With regard to the "Final Solution," the author writes that the Third Reich's allies participated in the ethnic cleansing of their minority populations for reasons of antisemitism, anticommunism, or the self-interested desire to expand their own territories. He maintains, furthermore, that this was true not only in eastern Europe. While Denmark succeeded in protecting most of its Jewish citizens, Norway and the Netherlands made little effort to do so. Less than 20 percent of Dutch Jews survived the war. Deák also reminds his readers that local administrators of the Channel Islands, a British Crown dependency, worked with the occupying Germans to compile lists of Jewish families for the Gestapo. Though most of these Jews died in Hitler's camps, no islanders were ever tried or punished for their actions.

Finally, Deák masterfully details acts of retribution. In western Europe, for example, women who had sexual relations with German soldiers were severely dealt with by the Norwegian court system (204) and offspring of such relations were denied citizenship. In France, "horizontal collaborators," as they were called, had their heads shaved.

The author observes that postwar national or people's courts were often deeply flawed. Ideology, politics, and vengeance often marred the proceedings. And yet, he writes, despite the chaos and confusion, "justice was indeed served" (207). According to Deák, the postwar trials, however defective, were Europe's first attempt to deal with political criminals on such a large scale, and "those who were punished for good reason far outnumbered those who had been innocent" (208). Remarkably, the harshest sentences were handed down in northern and western Europe, especially Norway, Denmark, and the Netherlands. In the latter, 150,000 people were detained after the war and some 60,000 of them convicted of various crimes. In Norway, 90,000 people were brought to trial, nearly 4 percent of the total population. Elsewhere, 300,000 ordinary people in Hungary were punished by imprisonment and/or loss of employment or civil rights. However, as Deák rightly points out, about two-thirds were ethnic Germans who were ultimately deported.

In the end, no country emerges from Deák's analysis unscathed. Even the Americans were complicit after the war, accepting over a thousand German scientists, many of them former Nazis, to work in their rocket and space programs. Indeed, the war placed not only Europe, but the rest of the world on trial.

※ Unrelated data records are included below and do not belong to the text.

PR #1848, opened 2023-12-13
awaitable sockets and test requests PoC

silentmark:
Refactored awaitable sockets + awaitable test requests PoC (characteristics and weapon working so far)


moo-man:
From a quick glance and kneejerk reaction, awaitable sockets seem fine, but I don't know if I see this "test request" as something I want to include in the system. It seems like module territory to me (it would seem like a good inclusion into GM Toolkit).

silentmark:
I hope that in the end you could include this feature. From one hand it can be simply disabled and from other - it can help, among other things, new players to faster jump into system itself (GM can request a roll if they forget about something, also from code), and secondly, this feature would be quite hard to impleleme as module

moo-man:
I certainly understand the utility, but I think modularity (being one of Foundry's main attributes) is something that should be embraced here. I feel like this is a great "extra feature" for GMs that want it, and they can seek it out via modules, something the userbase is quite familiar with. Granted I haven't tried to implement it as a module, but it doesn't seem that bad.

One of the first things that stands out to me is the block of code that's going to be pasted in every setup function
```js
    if (owner.id != game.user.id && isSocketTest) {
      await this._preSetupSocketTest(owner);
      let dialogClassName = CharacteristicDialog.name;      
      let payload = { dialogData, dialogClassName, userId: game.user.id, actorId: this.id };
      return game.wfrp4e.utility.setupSocket(owner, payload);
    } else {
      return this._setupTest(dialogData, CharacteristicDialog)
    }
```
This isn't something I particularly like, and I notice that the only difference between the two you've implemented is
```js
dialogData.data.weapon = weapon.toObject();
```
This really indicates to me that this should be done differently: move socket handling up sooner, to the **sheet level**, so you can send "what test to setup" via socket instead of "here's all the test data you need" which I think has multiple advantages. For one, you can remove this ugly `crtlKeyPressed` global listening, simply use `ev.crtlKey`. Secondly, as a module, you can simply override the actor sheet functions (such as `_onCharClick` or `_onSkillClick`, test for sockets, if true -> send what test to perform via socket, else if false just call `super.****` 

As a compromise, we can talk about what to keep here in the system to make a module easier to create, which is probably the specific socket handling.

silentmark:
There is bunch of reasons why I did it this way. First approach was to send the socket data inside ```_setupTest``` but since there are actual objects in data instead of simple dataObjects which can be serialised I moved it up. Secondly there are more things that will differentiate, but I only did and tested two kinds of tests. The spell/prayer tests will require different thing to pass
 Maybe I will find a way to generalize this method but not yet.
Also, the reason why I don't want to embed it on sheet is because of other modules setting up tests, i.e. token action HUD. I would also like to take into account this feature in other cases like effects or my own private module that I might publish - automatic fight which allows to automatically respond to attacks with opposed defence test or even perform attack on its own.

Jagusti:
FWIW I do have a different request workflow brewing as an extension of the Make Group Test feature of GM Toolkit. It's basic functionality is committed on the `dev` branch. 

There are some QOL improvements to make but it's functional now without changes needed to the wfrp4e system. I might just release it as-is sooner rather than later.

I'm not looking to change the workflow on it (I want too keep it consistent with other Toolkit flows), or increase the scope, which essentially handles skill tests and fallback characteristics tests, which are the main use cases. 

Other modules can probably tap into the request functionality via `game.gmtoolkit.grouptest.runActorTest` though I haven't checked and may need to expose that first. That also stashes the test results in a temporary world setting so you can do things with it if needed (I use it to post summary group test results in chat).

To support the use case of better onboarding new players, I'd probably look at tours. With some unlicensed wizardry you could probably push the roll dialog to a player using the new GM Toolkit functionality and then trigger a tour with Foundry's baked-in functionality to guide them through options, selecting relevant talents and what not.

silentmark:
Ok, so i've removed the socket tests. If the rest of PR would be approved, i would try to implement it as part of the module or open another PR just in case for the future.

modules/system/socket-handlers.js
```diff
@@ -1,97 +1,93 @@
...
 
     static register()
     {
-        game.socket.on("system.wfrp4e", data => 
+        game.socket.on("system.wfrp4e", async data => 
         {
-            this[data.type]({...data.payload}, data.userId);
-        });
-    }
+            if (data.userId != game.user.id && data.userId != "ALL") return;
```
moo-man, line 20: Shouldn't the case of `userId` being empty be the same as `ALL`? There are plenty of old socket requests in the code that don't specify `userId`, wouldn't this line break all of them? Or is there something I'm missing that handles that.

silentmark: i think i can fallback the lack of userid into ALL.

silentmark: Added fallback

In Europe on Trial, István Deák offers a penetrating and often distressing analysis of the complex moral and ethical dilemmas facing Europeans during World War II. In the process, he writes a much needed counter narrative to the better known, uplifting stories of courage and honorable behavior. His far more multifaceted tale exposes the indifference and overall inhumanity of Europeans during the war.